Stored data
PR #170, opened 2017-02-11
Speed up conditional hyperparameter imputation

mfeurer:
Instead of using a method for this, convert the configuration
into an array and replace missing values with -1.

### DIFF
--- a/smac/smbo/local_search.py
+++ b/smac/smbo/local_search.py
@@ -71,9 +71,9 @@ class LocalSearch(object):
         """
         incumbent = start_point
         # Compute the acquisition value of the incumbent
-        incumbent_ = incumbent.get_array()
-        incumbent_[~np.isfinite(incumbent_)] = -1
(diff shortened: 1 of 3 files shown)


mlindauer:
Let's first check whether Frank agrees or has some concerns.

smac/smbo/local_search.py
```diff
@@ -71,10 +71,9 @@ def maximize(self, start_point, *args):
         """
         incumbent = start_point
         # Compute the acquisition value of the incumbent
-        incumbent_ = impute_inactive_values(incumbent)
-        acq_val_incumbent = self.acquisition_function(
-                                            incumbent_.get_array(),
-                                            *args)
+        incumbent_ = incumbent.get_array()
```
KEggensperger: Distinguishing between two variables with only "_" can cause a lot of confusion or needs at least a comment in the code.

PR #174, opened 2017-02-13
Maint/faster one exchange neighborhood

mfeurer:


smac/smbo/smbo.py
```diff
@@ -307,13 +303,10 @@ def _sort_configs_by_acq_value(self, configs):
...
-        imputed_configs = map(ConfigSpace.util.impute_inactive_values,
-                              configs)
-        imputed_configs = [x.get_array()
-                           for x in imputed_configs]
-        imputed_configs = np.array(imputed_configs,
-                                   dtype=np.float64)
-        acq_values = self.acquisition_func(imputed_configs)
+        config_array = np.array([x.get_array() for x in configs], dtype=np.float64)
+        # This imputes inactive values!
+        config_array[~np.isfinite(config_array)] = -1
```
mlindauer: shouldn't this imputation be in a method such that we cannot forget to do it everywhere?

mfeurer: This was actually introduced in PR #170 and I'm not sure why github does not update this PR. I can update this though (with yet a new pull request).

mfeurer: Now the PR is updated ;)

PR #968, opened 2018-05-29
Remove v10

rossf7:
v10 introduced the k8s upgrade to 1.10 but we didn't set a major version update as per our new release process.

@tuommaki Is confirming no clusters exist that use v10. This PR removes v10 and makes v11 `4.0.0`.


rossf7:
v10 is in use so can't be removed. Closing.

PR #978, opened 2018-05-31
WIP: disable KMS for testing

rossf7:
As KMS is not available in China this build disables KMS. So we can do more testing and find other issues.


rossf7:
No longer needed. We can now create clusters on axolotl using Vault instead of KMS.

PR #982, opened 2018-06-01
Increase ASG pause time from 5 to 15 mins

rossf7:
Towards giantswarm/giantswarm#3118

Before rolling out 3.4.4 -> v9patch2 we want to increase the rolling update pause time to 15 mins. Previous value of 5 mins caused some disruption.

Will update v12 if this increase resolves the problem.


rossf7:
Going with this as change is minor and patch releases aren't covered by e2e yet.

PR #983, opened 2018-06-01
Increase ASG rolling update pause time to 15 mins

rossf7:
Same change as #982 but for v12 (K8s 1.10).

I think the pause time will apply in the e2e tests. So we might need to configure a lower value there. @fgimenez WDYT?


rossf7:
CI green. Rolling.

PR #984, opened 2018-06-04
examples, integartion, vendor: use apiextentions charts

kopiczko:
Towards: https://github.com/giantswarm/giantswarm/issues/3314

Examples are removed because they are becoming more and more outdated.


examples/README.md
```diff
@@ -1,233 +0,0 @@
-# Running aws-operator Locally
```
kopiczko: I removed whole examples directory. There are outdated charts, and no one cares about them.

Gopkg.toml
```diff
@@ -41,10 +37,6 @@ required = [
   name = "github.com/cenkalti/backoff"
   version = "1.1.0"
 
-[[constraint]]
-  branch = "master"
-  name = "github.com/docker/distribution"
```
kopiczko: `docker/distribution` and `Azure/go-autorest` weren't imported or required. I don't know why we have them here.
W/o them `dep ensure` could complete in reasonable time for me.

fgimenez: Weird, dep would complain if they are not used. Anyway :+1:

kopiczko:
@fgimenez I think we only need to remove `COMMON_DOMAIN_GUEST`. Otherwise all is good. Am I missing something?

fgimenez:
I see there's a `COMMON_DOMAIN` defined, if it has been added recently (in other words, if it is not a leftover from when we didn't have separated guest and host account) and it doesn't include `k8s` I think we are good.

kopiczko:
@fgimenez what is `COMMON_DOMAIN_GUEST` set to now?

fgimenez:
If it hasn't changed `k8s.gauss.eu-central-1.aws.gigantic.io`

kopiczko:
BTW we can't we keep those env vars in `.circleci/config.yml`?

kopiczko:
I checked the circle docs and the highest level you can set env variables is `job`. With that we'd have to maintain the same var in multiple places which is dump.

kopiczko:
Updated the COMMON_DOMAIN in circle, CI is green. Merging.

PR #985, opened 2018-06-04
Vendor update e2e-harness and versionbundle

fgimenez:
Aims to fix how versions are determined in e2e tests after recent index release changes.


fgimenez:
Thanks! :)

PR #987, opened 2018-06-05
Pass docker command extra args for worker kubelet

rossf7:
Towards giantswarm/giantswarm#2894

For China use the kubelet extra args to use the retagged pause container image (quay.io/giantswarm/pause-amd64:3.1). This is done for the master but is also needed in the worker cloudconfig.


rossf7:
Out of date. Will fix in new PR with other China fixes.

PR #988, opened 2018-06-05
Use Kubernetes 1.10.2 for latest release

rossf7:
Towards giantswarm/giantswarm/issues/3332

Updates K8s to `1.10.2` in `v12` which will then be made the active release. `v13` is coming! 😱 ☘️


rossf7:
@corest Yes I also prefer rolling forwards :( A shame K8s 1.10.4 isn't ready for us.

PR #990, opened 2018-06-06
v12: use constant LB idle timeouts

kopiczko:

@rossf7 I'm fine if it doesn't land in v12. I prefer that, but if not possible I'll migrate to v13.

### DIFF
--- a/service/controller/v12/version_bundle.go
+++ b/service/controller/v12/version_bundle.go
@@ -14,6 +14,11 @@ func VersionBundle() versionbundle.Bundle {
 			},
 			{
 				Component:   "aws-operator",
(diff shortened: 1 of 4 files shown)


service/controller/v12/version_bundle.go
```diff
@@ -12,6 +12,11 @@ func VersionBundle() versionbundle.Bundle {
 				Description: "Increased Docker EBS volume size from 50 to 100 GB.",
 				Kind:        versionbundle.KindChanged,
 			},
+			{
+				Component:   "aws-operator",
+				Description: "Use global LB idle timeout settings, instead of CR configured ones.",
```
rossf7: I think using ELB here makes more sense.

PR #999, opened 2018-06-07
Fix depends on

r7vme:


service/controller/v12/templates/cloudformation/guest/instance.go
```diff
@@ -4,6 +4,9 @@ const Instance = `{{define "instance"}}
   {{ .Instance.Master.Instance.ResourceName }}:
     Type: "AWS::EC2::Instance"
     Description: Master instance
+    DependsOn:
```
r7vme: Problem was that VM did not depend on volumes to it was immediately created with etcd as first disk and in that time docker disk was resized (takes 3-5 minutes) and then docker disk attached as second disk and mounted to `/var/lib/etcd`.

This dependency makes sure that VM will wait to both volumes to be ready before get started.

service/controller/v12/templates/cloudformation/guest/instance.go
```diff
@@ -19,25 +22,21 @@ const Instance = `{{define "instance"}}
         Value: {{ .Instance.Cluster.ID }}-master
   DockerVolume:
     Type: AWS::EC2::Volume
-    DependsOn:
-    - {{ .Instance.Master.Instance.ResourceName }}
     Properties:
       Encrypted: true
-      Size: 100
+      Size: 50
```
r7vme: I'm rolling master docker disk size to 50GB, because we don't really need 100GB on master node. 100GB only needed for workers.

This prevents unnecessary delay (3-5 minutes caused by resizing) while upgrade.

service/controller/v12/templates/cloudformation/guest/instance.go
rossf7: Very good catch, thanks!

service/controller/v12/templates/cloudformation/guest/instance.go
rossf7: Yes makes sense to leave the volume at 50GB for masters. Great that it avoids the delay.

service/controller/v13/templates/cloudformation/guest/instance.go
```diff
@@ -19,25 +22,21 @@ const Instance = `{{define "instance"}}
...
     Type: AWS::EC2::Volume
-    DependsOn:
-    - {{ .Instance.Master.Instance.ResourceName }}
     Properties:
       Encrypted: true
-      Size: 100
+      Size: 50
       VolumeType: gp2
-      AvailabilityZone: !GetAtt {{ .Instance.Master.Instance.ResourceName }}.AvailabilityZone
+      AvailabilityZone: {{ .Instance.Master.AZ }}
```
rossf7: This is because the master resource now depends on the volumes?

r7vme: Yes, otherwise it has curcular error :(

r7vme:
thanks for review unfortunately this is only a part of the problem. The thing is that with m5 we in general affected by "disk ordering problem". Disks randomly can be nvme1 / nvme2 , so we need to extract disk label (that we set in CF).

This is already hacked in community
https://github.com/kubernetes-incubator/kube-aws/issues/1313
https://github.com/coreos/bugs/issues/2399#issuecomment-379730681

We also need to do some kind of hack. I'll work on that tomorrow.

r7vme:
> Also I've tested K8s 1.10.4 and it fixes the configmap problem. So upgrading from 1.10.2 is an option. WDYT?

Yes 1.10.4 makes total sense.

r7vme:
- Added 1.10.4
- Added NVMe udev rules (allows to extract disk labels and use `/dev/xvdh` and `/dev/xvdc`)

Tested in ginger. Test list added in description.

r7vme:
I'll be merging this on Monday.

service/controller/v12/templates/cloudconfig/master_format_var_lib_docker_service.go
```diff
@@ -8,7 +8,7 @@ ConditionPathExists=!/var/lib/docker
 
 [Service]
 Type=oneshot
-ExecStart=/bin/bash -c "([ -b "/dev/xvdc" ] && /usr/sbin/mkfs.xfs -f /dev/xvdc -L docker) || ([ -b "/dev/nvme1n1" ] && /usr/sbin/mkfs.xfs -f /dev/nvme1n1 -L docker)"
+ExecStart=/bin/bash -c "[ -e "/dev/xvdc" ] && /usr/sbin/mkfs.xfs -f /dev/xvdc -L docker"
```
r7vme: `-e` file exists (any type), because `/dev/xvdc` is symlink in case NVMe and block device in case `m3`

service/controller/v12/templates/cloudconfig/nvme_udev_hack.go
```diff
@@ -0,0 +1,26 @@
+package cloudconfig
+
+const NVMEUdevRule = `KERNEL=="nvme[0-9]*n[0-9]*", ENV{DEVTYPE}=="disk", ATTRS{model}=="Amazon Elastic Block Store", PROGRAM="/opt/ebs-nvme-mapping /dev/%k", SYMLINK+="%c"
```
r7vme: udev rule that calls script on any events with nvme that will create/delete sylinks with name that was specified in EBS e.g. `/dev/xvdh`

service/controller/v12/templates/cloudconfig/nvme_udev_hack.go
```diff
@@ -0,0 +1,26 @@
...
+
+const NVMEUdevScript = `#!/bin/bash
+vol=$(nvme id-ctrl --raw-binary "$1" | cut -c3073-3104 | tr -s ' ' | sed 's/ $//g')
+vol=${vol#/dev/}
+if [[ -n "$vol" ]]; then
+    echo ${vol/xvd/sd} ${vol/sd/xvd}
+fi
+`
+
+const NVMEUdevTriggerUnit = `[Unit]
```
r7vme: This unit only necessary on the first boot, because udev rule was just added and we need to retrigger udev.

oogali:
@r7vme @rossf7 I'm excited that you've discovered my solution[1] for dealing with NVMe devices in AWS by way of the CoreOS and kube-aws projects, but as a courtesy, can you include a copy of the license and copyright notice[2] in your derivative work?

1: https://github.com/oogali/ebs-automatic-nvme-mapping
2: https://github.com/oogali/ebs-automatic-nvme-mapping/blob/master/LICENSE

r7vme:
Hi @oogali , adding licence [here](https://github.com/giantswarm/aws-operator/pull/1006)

→ **Exercise**
Work through the records line by line and tally those that include the word "then". Give the number alone.

→ **Exercise solution**
3